List the lines of this listing that hold the word "their".

● **Dataset content**
+---+

PR #1562, opened 2025-11-24
fix: skip mediaResolution and thinking_level for older versions of gemini

hustxiayang:
**Description**

Skip mediaResolution and thinking_level for older versions of gemini. 

Currently the gemini backend would report errors that those older versions of gemini models do not support these new parameters.

Two options:

1 We can keep it as it so that users know these are not supported;
2 The drawback of keeping it as it is is that it might break existing codes: some users might used these parameters for OpenAI models, previously these parameters are automatically ignored, now it would return an error. Also, some users might still want to use the same setup, if the parameters are not supported, just ignore the parameters.

### DIFF
--- a/internal/translator/gemini_helper.go
+++ b/internal/translator/gemini_helper.go
@@ -457,7 +457,7 @@ func openAIToolChoiceToGeminiToolConfig(toolChoice *openai.ChatCompletionToolCho
 // Check and Update these functions when new Gemini model versions are released
 // and their feature support changes.
 
-// it only works with gemini2.5 according to https://ai.google.dev/gemini-api/docs/structured-output#json-schema, separate it as a small function to make it easier to maintain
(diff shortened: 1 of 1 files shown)


internal/translator/gemini_helper.go
```diff
@@ -447,9 +447,31 @@ func openAIToolChoiceToGeminiToolConfig(toolChoice *openai.ChatCompletionToolCho
...
+// Gemini Version-Specific Feature Availability Functions
+// ------------------------------------------------------------
+//
+// These functions implement version-specific feature gating for Gemini models
+// to prevent potential breaking existing codes when using newer features with older model versions.
+//
+// Check and Update these functions when new Gemini model versions are released
+// and their feature support changes.
+
 // it only works with gemini2.5 according to https://ai.google.dev/gemini-api/docs/structured-output#json-schema, separate it as a small function to make it easier to maintain
```
yuzisun: change the comment as now we have gemini 3

hustxiayang: updated. Thanks for the comment.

+---+

● **Your solution**
 // and their feature support changes.
+// and their feature support changes.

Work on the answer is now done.